■ Work instruction:
The answer should contain every record below, output exactly.

[Stored data entries]
.....

PR #8136, opened 2024-09-11
Fix the display and jump logic for recent assets

Kapian1234:
### Description
1. Filter out global objects in recently viewed assets when workspace is enabled.
2. In recently accessed, when workspace disabled, it should jump to the global visualization/dashboard page (ignore the workspace of the current saved object).

## Changelog

- fix: Fix the display and jump logic for recent assets

### Check List

- [ ] All tests pass
  - [ ] `yarn test:jest`


src/core/public/chrome/recently_accessed/recently_accessed_service.ts
```diff
@@ -81,10 +84,16 @@ export class RecentlyAccessedService {
...
       /** Gets the current array of history items. */
-      get: () => history.get(),
+      get: () => history.get().filter((item) => !!item.workspaceId),
 
       /** Gets an observable of the current array of history items. */
-      get$: () => history.get$(),
+      get$: () => {
+        return history.get$().pipe(
+          map((items) => {
+            return items.filter((item) => (workspaceEnabled ? !!item.workspaceId : true));
```
wanglam, line 93: Can we add some UT to test this filtering logic?

src/core/public/chrome/ui/header/nav_link.tsx
```diff
@@ -125,13 +125,17 @@ export function createRecentNavLink(
...
+  navigateToUrl: InternalApplicationStart['navigateToUrl'],
+  workspaceEnabled: boolean = true
 ): RecentNavLink {
   const { link, label, workspaceId } = recentLink;
   const href = relativeToAbsolute(
-    basePath.prepend(formatUrlWithWorkspaceId(link, workspaceId || '', basePath), {
-      withoutClientBasePath: true,
-    })
+    basePath.prepend(
+      formatUrlWithWorkspaceId(link, workspaceEnabled ? workspaceId || '' : '', basePath),
```
wanglam, line 134: This logic looks a little bit strange to me, I think we don't need to call `formatUrlWithWorkspaceId` if workspaceEnabled equal false. How about refactor with below code?
```suggestion
      workspaceEnabled ? formatUrlWithWorkspaceId(link, workspaceId || '', basePath) : link,
```
By the way, can we add some unit tests about it?

src/core/public/chrome/recently_accessed/recently_accessed_service.ts
```diff
@@ -81,10 +84,16 @@ export class RecentlyAccessedService {
       },
 
       /** Gets the current array of history items. */
-      get: () => history.get(),
+      get: () => history.get().filter((item) => !!item.workspaceId),
```
Hailong-am, line 87: will this impact workspace disabled case? I think we should check workspaceEnabled flag

Kapian1234: yes I forgot it here, thx for reminding!

src/core/public/chrome/ui/header/nav_link.tsx
Kapian1234: sure

ruanyl (approved):

src/core/public/chrome/ui/header/nav_link.tsx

.....

■ Result:
PR #8136, opened 2024-09-11
Fix the display and jump logic for recent assets

Kapian1234:
### Description
1. Filter out global objects in recently viewed assets when workspace is enabled.
2. In recently accessed, when workspace disabled, it should jump to the global visualization/dashboard page (ignore the workspace of the current saved object).

## Changelog

- fix: Fix the display and jump logic for recent assets

### Check List

- [ ] All tests pass
  - [ ] `yarn test:jest`


src/core/public/chrome/recently_accessed/recently_accessed_service.ts
```diff
@@ -81,10 +84,16 @@ export class RecentlyAccessedService {
...
       /** Gets the current array of history items. */
-      get: () => history.get(),
+      get: () => history.get().filter((item) => !!item.workspaceId),
 
       /** Gets an observable of the current array of history items. */
-      get$: () => history.get$(),
+      get$: () => {
+        return history.get$().pipe(
+          map((items) => {
+            return items.filter((item) => (workspaceEnabled ? !!item.workspaceId : true));
```
wanglam, line 93: Can we add some UT to test this filtering logic?

src/core/public/chrome/ui/header/nav_link.tsx
```diff
@@ -125,13 +125,17 @@ export function createRecentNavLink(
...
+  navigateToUrl: InternalApplicationStart['navigateToUrl'],
+  workspaceEnabled: boolean = true
 ): RecentNavLink {
   const { link, label, workspaceId } = recentLink;
   const href = relativeToAbsolute(
-    basePath.prepend(formatUrlWithWorkspaceId(link, workspaceId || '', basePath), {
-      withoutClientBasePath: true,
-    })
+    basePath.prepend(
+      formatUrlWithWorkspaceId(link, workspaceEnabled ? workspaceId || '' : '', basePath),
```
wanglam, line 134: This logic looks a little bit strange to me, I think we don't need to call `formatUrlWithWorkspaceId` if workspaceEnabled equal false. How about refactor with below code?
```suggestion
      workspaceEnabled ? formatUrlWithWorkspaceId(link, workspaceId || '', basePath) : link,
```
By the way, can we add some unit tests about it?

src/core/public/chrome/recently_accessed/recently_accessed_service.ts
```diff
@@ -81,10 +84,16 @@ export class RecentlyAccessedService {
       },
 
       /** Gets the current array of history items. */
-      get: () => history.get(),
+      get: () => history.get().filter((item) => !!item.workspaceId),
```
Hailong-am, line 87: will this impact workspace disabled case? I think we should check workspaceEnabled flag

Kapian1234: yes I forgot it here, thx for reminding!

src/core/public/chrome/ui/header/nav_link.tsx
Kapian1234: sure

ruanyl (approved):

src/core/public/chrome/ui/header/nav_link.tsx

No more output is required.